One of the oldest memes for understanding the perpetual debate in American politics over the role of government is that of the centralizing Hamiltonian tradition and the decentralizing Jeffersonian tradition. But now comes David Brooks (one of the progenitors of the vague, pseudo-Hamiltonian “national greatness conservatism” of the late 1990s) to tell us that modern liberalism has broken the mold by exceeding the very limits on federal power that the arch-centralizer Hamilton himself insisted on, and that Americans faithfully followed until the 20th century, when everything began to go to hell.
[T]he federal role has historically been sharply limited. The man who initiated that role, Alexander Hamilton, was a nationalist. His primary goal was to enhance national power and eminence, not to make individuals rich or equal.
This version of economic nationalism meant that he and the people who followed in his path — the Whigs, the early Republicans and the early progressives — focused on long-term structural development, not on providing jobs right now. They had their sights on the horizon, building the infrastructure, education and research facilities required for future greatness. This nationalism also led generations of leaders to assume that there is a rough harmony of interests between capital and labor. People in this tradition reject efforts to divide the country between haves and have-nots.
Finally, this nationalism meant that policy emphasized dynamism, and opportunity more than security, equality and comfort. While European governments in the 19th and early 20th centuries focused on protecting producers and workers, the U.S. government focused more on innovation and education.
You can see where this is going, can’t you?
[T]his Hamiltonian approach has been largely abandoned. The abandonment came in three phases. First, the progressive era. The progressives were right to increase regulations to protect workers and consumers. But the late progressives had excessive faith in the power of government planners to rationalize national life. This was antithetical to the Hamiltonian tradition, which was much more skeptical about how much we can know and much more respectful toward the complexity of the world.
Second, the New Deal. Franklin Roosevelt was right to energetically respond to the Depression. But the New Deal’s dictum — that people don’t eat in the long run; they eat every day — was eventually corrosive. Politicians since have paid less attention to long-term structures and more to how many jobs they “create” in a specific month. Americans have been corrupted by the allure of debt, sacrificing future development for the sake of present spending and tax cuts.
Third, the Great Society. Lyndon Johnson was right to use government to do more to protect Americans from the vicissitudes of capitalism. But he made a series of open-ended promises, especially on health care. He tried to bind voters to the Democratic Party with a web of middle-class subsidies.
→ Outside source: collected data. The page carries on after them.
PR #486, opened 2021-02-11
[Incremental] Centralize fingerprint/swiftmodule invariant, catch bad paths earlier

davidungar:
Centralizes the enforcement of the aforementioned invariant. Also makes the fields of a `SourceModuleDependencyGraph.Node` immutable. Catches bad external dependency paths as soon as possible.


davidungar:
@swift-ci please test

davidungar:
@swift-ci please test

Sources/SwiftDriver/IncrementalCompilation/KeyAndFingerprintHolder.swift
```diff
@@ -0,0 +1,53 @@
+//===------- KeyAndFingerprintEnforcer.swift ------------------------------===//
```
CodaFi, line 1:
```suggestion
//===------- KeyAndFingerprintHolder.swift -------------------------------===//
```

Tests/SwiftDriverTests/ModuleDependencyGraphTests.swift
```diff
@@ -1201,8 +1211,14 @@ fileprivate struct SourceFileDependencyGraphMocker {
...
-    use.addDefIDependUpon(def.sequenceNumber)
-    allNodes[use.sequenceNumber] = use
+    var newDefsIDependUpon = use.defsIDependUpon
+    newDefsIDependUpon.append(def.sequenceNumber)
+    let newUse = try! Node(key: use.key,
+                           fingerprint: use.fingerprint,
+                           sequenceNumber: use.sequenceNumber,
+                           defsIDependUpon: newDefsIDependUpon,
+                           isProvides: use.isProvides)
+    allNodes[newUse.sequenceNumber] = newUse
```
CodaFi, line 1221: This is... rather expensive.

Sources/SwiftDriver/IncrementalCompilation/DependencyKey.swift
```diff
@@ -1,39 +1,47 @@
...
-  let fingerprint: String?
+  let file: VirtualPath
 
-  /*@_spi(Testing)*/ public init(_ fileName: String, fingerprint: String? = nil) {
-    self.fileName = fileName
-    self.fingerprint = fingerprint
+  /// Cache this
+  let isSwiftModule: Bool
+
+  /*@_spi(Testing)*/ public init(_ fileName: String)
```
CodaFi, line 12: Thanks!

CodaFi (changes requested):
I appreciate trying to push immutability in more places, but this PR will have the unfortunate effect of making node construction incur roughly factorial copies in the number of def-use arcs added during graph construction. Perhaps we could explore a lowering step where the node data is collected and all the arcs are gathered, then we "commit" and lower that data to the actual graph nodes.

Sources/SwiftDriver/IncrementalCompilation/KeyAndFingerprintHolder.swift
davidungar: D'Oh! Thanks.

Tests/SwiftDriverTests/ModuleDependencyGraphTests.swift
davidungar: Yes, I'll think about a better way.

davidungar:
> I appreciate trying to push immutability in more places, but this PR will have the unfortunate effect of making node construction incur roughly factorial copies in the number of def-use arcs added during graph construction. Perhaps we could explore a lowering step where the node data is collected and all the arcs are gathered, then we "commit" and lower that data to the actual graph nodes.

That's a fair point. I see where happens in the test. I think that's the only place (in the driver). I'll look at doing as you suggest.

CodaFi:
(Correction *the number of copies is roughly a triangular sum, not a product. That makes it quadratic)

davidungar:
@swift-ci please test

davidungar:
> (Correction *the number of copies is roughly a triangular sum, not a product. That makes it quadratic)

Yes, that sounds more accurate.

davidungar:
@swift-ci  please test

davidungar:
@CodaFi How does it look now?

davidungar:
@swift-ci please test

davidungar:
rebased onto master

davidungar:
@swift-ci please test

Tests/SwiftDriverTests/ModuleDependencyGraphTests.swift
```diff
@@ -1200,9 +1212,30 @@ fileprivate struct SourceFileDependencyGraphMocker {
   }
 
   private mutating func addArc(def: Node, use: Node) {
-    var use = getNode(use.sequenceNumber)
-    use.addDefIDependUpon(def.sequenceNumber)
-    allNodes[use.sequenceNumber] = use
+    while dependencyAccumulator.count <= use.sequenceNumber {
```
cltnschlosser, line 1215: I don't know the context of these numbers, so maybe it doesn't make sense, but should you reserveCapacity in the array before the loop?

Tests/SwiftDriverTests/ModuleDependencyGraphTests.swift
```diff
@@ -1200,9 +1212,30 @@ fileprivate struct SourceFileDependencyGraphMocker {
...
+      dependencyAccumulator.append(nil)
+    }
+    var dh = dependencyAccumulator[use.sequenceNumber] ?? {
+      let newOne = DependencyHolder()
+      dependencyAccumulator[use.sequenceNumber] = newOne
+      return newOne
+    }()
```
cltnschlosser, line 1222: I wrote this thinking this was a dictionary at first, but it's not, so this doesn't really apply. But maybe could make something like this. I think it increases readability, but completely up to you. Might be weird for an array to have that subscript.
```suggestion
    var dh = dependencyAccumulator[use.sequenceNumber, default: DependencyHolder()]
```

Related, any reason or advantage to having this be an array of optionals? Or would in make sense to append DependencyHolders in the loop instead of nil

davidungar: It is an optimization, since a number have no entries. But its a good question.

Tests/SwiftDriverTests/ModuleDependencyGraphTests.swift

And here, of course, comes the clincher, where Brooks rationalizes today’s Republican anti-governent craziness as a sad but unevitable product of Democratic overreaching:
[The] balanced governing philosophy was destroyed gradually over the 20th century, before the Tea Party was even in utero. As government excessively overreached, Republicans became excessively antigovernment.
So the beautiful constitutional design that prevailed when women and southern African-Americans couldn’t vote (or for that matter, much earn a living) and working people were quasi-serfs was ruined, and it’s taking an overreaction to re-achieve the kind of balance that a proper Hamiltonianism–you know, the Hamiltonianism of David Brooks, or perhaps Mitt Romney–would achieve. Maybe women and minorities can’t be disenfranchised, but at least we can “reform entitlements” and get rid of labor unions, right?
David Brooks has always been a master at redefining “the center” to coincide with his own views, and at identifying the immediate needs of the country with the tactical positions of the Republican Party. But this takes the cake: Republicans–the sane, non-Tea Party Republicans–are today’s true Hamiltonians! Those wanting a vigorous, proud politics of common good should be pushing the Ryan Budget, lest the excesses of 20th century liberalism unleash the Jeffersonian Tea Party furies. If there existed an ideological Olympics with a gymnastics competition, Brooks would be the gold medal winner time and time again.